Liver Transplantation

Liver transplantation is the primary treatment option for eligible coinfected patients with Child–Pugh stage B or C liver disease. HAART has significantly improved short- and mid-term outcomes in HIV-infected patients undergoing liver transplantation.

The major issue in this HIV-HCV coinfected subpopulation is reinfection of the liver graft -- an outcome that may lead to rapid development of cirrhosis in the new liver. The best approach at this time appears to be pegylated interferon plus ribavirin combination therapy for the first 3 months after transplantation.

Recombinant Human Erythropoietin

Recombinant human erythropoietin (EPO) is used successfully to treat patients with ribavirin-associated anemia and does not adversely affect HCV clearance. In addition to maintaining the ribavirin dose, recombinant human EPO may increase adherence and improve health-related quality of life.
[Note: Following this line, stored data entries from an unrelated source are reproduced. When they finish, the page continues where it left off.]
PR #1128, opened 2021-01-14
account for cases when parentNode and nextNode are undefined

patrickkettner:
fix for #1121

### DIFF
--- a/packages/optimizer/package.json
+++ b/packages/optimizer/package.json
@@ -42,7 +42,6 @@
     "htmlparser2": "5.0.1",
     "https-proxy-agent": "5.0.0",
     "lru-cache": "6.0.0",
-    "mock-require": "^3.0.3",
     "normalize-html-whitespace": "1.0.0",
     "postcss": "7.0.32",
     "postcss-safe-parser": "4.0.2",
--- a/packages/optimizer/package.json
+++ b/packages/optimizer/package.json
@@ -42,6 +42,7 @@
     "htmlparser2": "5.0.1",
     "https-proxy-agent": "5.0.0",
     "lru-cache": "6.0.0",
+    "mock-require": "^3.0.3",
     "normalize-html-whitespace": "1.0.0",
     "postcss": "7.0.32",
     "postcss-safe-parser": "4.0.2",
--- a/packages/optimizer/spec/helpers/TransformerRunner.js
+++ b/packages/optimizer/spec/helpers/TransformerRunner.js
@@ -14,6 +14,7 @@
  * limitations under the License.
  */
 const validator = require('amphtml-validator');
+const mockRequire = require('mock-require');
 const {basename, join} = require('path');
 const {writeFileContents, getFileContents, getDirectories} = require('../helpers/Utils.js');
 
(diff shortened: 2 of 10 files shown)


packages/optimizer/spec/lib/HtmlDomHelper.test.js
```diff
@@ -28,6 +28,21 @@ test('findMetaViewport returns null if tag is not present', async () => {
   expect(result).toBeNull();
 });
 
+test('works even when template is the final node', async () => {
+  let err = null;
+
+  try {
+    await treeParser.parse(`<!doctype html>
```
sebastianbenz, line 35: Does this test ever fail?

sebastianbenz (commented):
Can we test that non of the transformers fails when skipNodeAndChildren returns null?

packages/optimizer/spec/lib/HtmlDomHelper.test.js
patrickkettner: it would fail if the code I added isn't there

patrickkettner:
> Can we test that non of the transformers fails when skipNodeAndChildren returns null?

will do

patrickkettner:
@sebastianbenz I have gotten stuck on the tests. I am trying to reuse the same looped abstraction to test all of the transformers, and just unregister, mock, and reregister. But I am getting lost in jest - I pushed my current (broken) state, would you be able to take a look?

packages/optimizer/spec/helpers/TransformerRunner.js
```diff
@@ -45,56 +46,81 @@ if (WRITE_SNAPSHOT) {
...
         }
-        done();
+      }
+      done();
+    };
+
+    getDirectories(testConfig.testDir).forEach((testDir) => {
+      it(basename(testDir), (done) => runTests(testDir, done));
+
+      it('works when skipNodeAndChildren returns null', function (done) {
```
sebastianbenz, line 103: I'd prefer not to add more tests here. Instead, we could add an end-to-end test [here](https://github.com/ampproject/amp-toolbox/tree/master/packages/optimizer/spec/end-to-end) that runs a document with a template as last element through all transformers.

packages/optimizer/spec/lib/HtmlDomHelper.test.js
sebastianbenz: ok, interesting. skipNodeAndChildren is only called from within transformers and these shouldn't be run when calling treeParser.parse.

packages/optimizer/spec/helpers/TransformerRunner.js
patrickkettner: sounds good

packages/optimizer/package.json
```diff
@@ -42,6 +42,7 @@
     "htmlparser2": "5.0.1",
     "https-proxy-agent": "5.0.0",
     "lru-cache": "6.0.0",
+    "mock-require": "^3.0.3",
```
sebastianbenz, line 45: Do we still need this?

sebastianbenz (approved):
Thanks!

sebastianbenz:
Can you revert the package lock to main.

sebastianbenz:
Thanks Patrick! The CI failures were unrelated to this PR.

PR #1132, opened 2021-01-29
Don't preload hero images

sebastianbenz:
We can't tell whether a hero image is responsive and is loaded depending
on viewport size. The current implementation will always preload hero
images, which means images might be preloaded even if they are not
visible on the page. This PR reverts this behavior and disables
preload generation for hero images.

The only exception is when an image defines a media attribute.

### DIFF
--- a/packages/optimizer/lib/transformers/PreloadHeroImage.js
+++ b/packages/optimizer/lib/transformers/PreloadHeroImage.js
@@ -101,9 +101,12 @@ class PreloadHeroImage {
       'as': 'image',
       'data-hero': '',
     });
-    if (heroImage.media) {
-      preload.attribs.media = heroImage.media;
+    if (!heroImage.media) {
+      // We can only safely preload a hero image if there's a media attribute
+      // as we can't detect whether it's hidden on certain viewport sizes otherwise.
+      return;
     }
+    preload.attribs.media = heroImage.media;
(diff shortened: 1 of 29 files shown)


packages/optimizer/lib/transformers/PreloadHeroImage.js
```diff
@@ -101,9 +101,12 @@ class PreloadHeroImage {
       'as': 'image',
       'data-hero': '',
     });
-    if (heroImage.media) {
-      preload.attribs.media = heroImage.media;
+    if (!heroImage.media) {
+      // We can only safely preload a hero image if there's a media attribute
+      // as we can't detect whether it's hidden on certain viewport sizes otherwise.
```
patrickkettner, line 106: Why? Is it an opt in sort of thing, or does the media attr provide some kind of indication of..something?

patrickkettner (approved):
lgtm

packages/optimizer/lib/transformers/PreloadHeroImage.js
sebastianbenz: This is AMP's built in way to define per element media queries. The assumption is that if you use this, you won't define additional media queries in CSS. This could still lead to false positives, but I suspect that this is seldom the case.

PR #1135, opened 2021-02-03
Add missing amp-ad ending tag

schlessera:
The `input.html` file in the `ServerSideRendering/transforms_layout_responsive` spec test is missing an ending tag for one of the `<amp-ad>` elements, which messes up the test output.


sebastianbenz (approved):
Thanks for the fix!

Other treatment-related challenges for coinfected individuals include mitochondrial toxicity, drug-drug interactions, and leukopenia. Thus, chronic hepatitis C should be treated in HIV-HCV coinfected patients, but steps must be taken to prevent and treat potential toxicities.

Conclusions

Because HIV infection can accelerate progression of HCV-related liver disease, treatment of chronic hepatitis C is generally recommended. Either virus can alter the outcomes associated with the other.

At this time, up to 40% of coinfected patients can achieve SVR with combination pegylated interferon plus ribavirin therapy. However, the ability to achieve SVR depends on adhering to the recommended doses of both drugs; thus, steps should be taken to prevent and treat potentially dose-limiting complications, such as hepatotoxicity, mitochondrial toxicity, anemia, fatigue, depression, and neutropenia.

New experimental agents -- including HCV protease and polymerase inhibtors now in trials of HCV monoinfected subjects -- have the potential to improve outcomes and should be studied in coinfected patients as well as in more traditional HCV-infected subgroups.

A 2007 consensus statement on the treatment of chronic hepatitis C in HIV-HCV coinfected patients addresses many of these issues. The guidelines were published in the May 31, 2007 issue of AIDS [35]..

10/19/07

Source

MS Sulkowski and Y Benhamou. Therapeutic issues in HIV/HCV-coinfected patients. Journal of Viral Hepatitis 14(6): 371-386. June 2007.